By Dinizulu Mbikokayise Macaphulana

THE historical revival of PF ZAPU and the formal re-entrance of Dumiso Dabengwa in the troubled Zimbabwean political landscape are both very grave matters of history.

Very grave, first because of what ZAPU is, has gone through and aims to achieve in the contested Zimbabwean historical and political affairs, and also very grave because of what Dabengwa is, what he has gone through and the potential he bears to recover Zimbabwe from Mugabeism and restore her to political and economic normalcy with the deliverance of justice for victims of tyranny and freedom for captives of fear, guilt and hopelessness that the late Joshua Nkomo died still trying, at great personal and political expense, to achieve.

Both Dumiso and ZAPU, in reality, are victims of Mugabeism and ZANUism that have arisen from the ashes and the dust of genocide and ethnic cleansing either to haunt the perpetrators for justice or to let them loose. In my view, it is only those two possibilities and nothing else.

Dabengwa has two choices. The first one, which is dangerously likely, is that he will follow Nkomo’s costly path of clinging to nationalism and turning the other cheek while his opponents resort to ancestry and primitive tribalism and reduce him and ZAPU to an ethnic laughing stock.

That everyone agrees today that Dabengwa is not forming a new political party but reviving ZAPU indicates that ZAPU was previously suppressed, swallowed, destroyed or disturbed in its workings that it now needs to be revived.
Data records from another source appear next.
PR #3553, opened 2025-05-29
Added key sequence to type ordinal numbers from user feedback

oyousuf:


LornaSIL:
Thanks!
- You'll need to always retain the previous history in HISTORY.md and add (at the top) the changes you are making. So add an entry for the new version that says what kind of update you are making. "Add keystrokes for ordinal numbers" or something like that.
- Has the version of the font and typing manual changed? If not, you shouldn't recommit them. 
- The .kmn needs the version number changed to 1.0.1
- Please remove your changes to the .php file. We had to commit a fix last time because of the apostrophe in the name. You should pull that change so you don't recommit the wrong title.
- Please remove the doc file that starts with a `~`. That's a temporary Word file that we don't want in the repo.

I think that's it.

oyousuf:
Thanks for the feedback. I fixed all those changes I believe. The font and typing manual did change so I had to recommit them.

PR #3548, opened 2025-05-26
63 - Naijatype experimental

rowbory:
Added 3 codepoints (for Kanuri and Kamuku), improved small caps behaviour, updated docs (languages and some details). Incorporated the previous docs CSS changes. Thanks.

PR #3563, opened 2025-06-09
[andika] Update keyboards using Andika to new version

LornaSIL:
Add new version of Andika

Update keyboards using Andika to include new typefaces

This does not include any of the keyboards using Andika subsets.

This PR will replace PR #3548 as I pulled in the changes @rowbory was trying to make.


DavidLRowe (approved):
LGTM

PR #3573, opened 2025-06-14
[Dagaare] initial upload

RyanCecil1:
first upload of the UG Dagaare Keyboard


keyman-server:

RyanCecil1:
thanks for your time and input as well.

LornaSIL:
You would still need to upload each keyboard separately in a separate PR for each. I'd rather you did one at a time so that you will learn from each keyboard submission and fix the issues we find so by the 2nd or 3rd keyboard we won't find issues. (This is not a requirement of our build system, but I have found it is easier to fix issues one at a time and learn from the process so that we don't have to start all over. Also, it's easier to make mistakes when you change or upload a bunch of keyboards at once.)

We do have the concept of keyboard bundling, but we don't really recommend doing that anymore. I would especially encourage you to consider how necessary it is. Would someone using Dagaare really feel the need to type in another language? If it's a majority language maybe, but it seems unlikely they would want to type in all 10 other languages. It's a bit complicated and by the time you submit all 10 keyboards I'll probably have to assist you in creating a bundle. Keyboard bundles go in: [release/packages](https://github.com/keymanapp/keyboards/tree/master/release/packages)

An alternate idea is that in a keyboard (such as Dagaare) you can use the "related" field in the .kps file. You can see how it shows up on this keyboard: https://keyman.com/keyboards/gff_tigrinya_eritrea You can either choose a keyboard you want to "deprecate" with that keyboard (the older versions of the same keyboard that had a different name) or you can choose to "relate" a keyboard without deprecating it. In the example above there are 4 deprecated keyboards. Then, in this keyboard it just shows a "related" keyboard (for IPA): https://keyman.com/keyboards/nlci_ipa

There also is no denying that ZAPU, led by Joshua Nkomo, was a nationalist Zimbabwean political party. So what happened to it?

The tale of how such a colossal nationalist movement was reduced to a regional and tribal party is a textbook case of how genocidal tyranny destroys nations and robs a people of peace — worse that slavery and fascism combined.

In an Organisation of African Unity-organised conference in Addis Ababa in 1961, Joseph Msikavanhu of the then ZAPU noticed another ZAPU cadre Morton Malianga reading what looked like a confidential document. Upon grabbing it and reading it, Msika discovered with shock that it was a tribal manifesto and blueprint that chronicled how the Shonas in ZAPU should undermine the “zvimuNdevere” and take over the leadership of the party.

Eventually in August 1963, led by Ndabaningi Sithole and Leopold Takawira, a number of ZAPU cadres broke away to form ZANU on no other grounds except tribal reasons. In 1972, unarmed ZIPRA cadres were slaughtered by ZANLA cadres for no other reasons than that they were Ndebele.

In the first elections in independent Zimbabwe, Mugabe campaigned on no other grounds other than that the Shona people should not vote for a Ndebele. In 1982, Mugabe unleashed the North Korean trained exclusively Shona militia that massacred above 20,000 Matabele civilians for no other justification except that they were Ndebele and ZAPU.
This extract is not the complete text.